**Assignment**
Gather all lines in the entries that include the word "These".

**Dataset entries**
PR #3549, opened 2025-02-24
Drop ConfigureScripts=

DaanDeMeyer:
These were added to allow generating configuration based on the tools tree, specifically QemuArgs= and Drives= for systemd's integration tests. Now that mkosi sandbox exists and we run meson within mkosi sandbox in systemd (https://github.com/systemd/systemd/pull/36500), there's no real need to keep these around anymore, and we don't know of any users outside of systemd, so let's drop support for them.

These were always somewhat of a hack to begin with, since we didn't do any proper validation on the JSON returned by configure scripts.

### DIFF
--- a/mkosi/__init__.py
+++ b/mkosi/__init__.py
@@ -71,10 +71,8 @@ from mkosi.config import (
     cat_config,
     expand_delayed_specifiers,
     format_bytes,
-    have_history,
     parse_boolean,
     parse_config,
-    resolve_deps,
     summary,
     systemd_tool_version,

**Task solution**
These were added to allow generating configuration based on the tools tree, specifically QemuArgs= and Drives= for systemd's integration tests. Now that mkosi sandbox exists and we run meson within mkosi sandbox in systemd (https://github.com/systemd/systemd/pull/36500), there's no real need to keep these around anymore, and we don't know of any users outside of systemd, so let's drop support for them.
These were always somewhat of a hack to begin with, since we didn't do any proper validation on the JSON returned by configure scripts.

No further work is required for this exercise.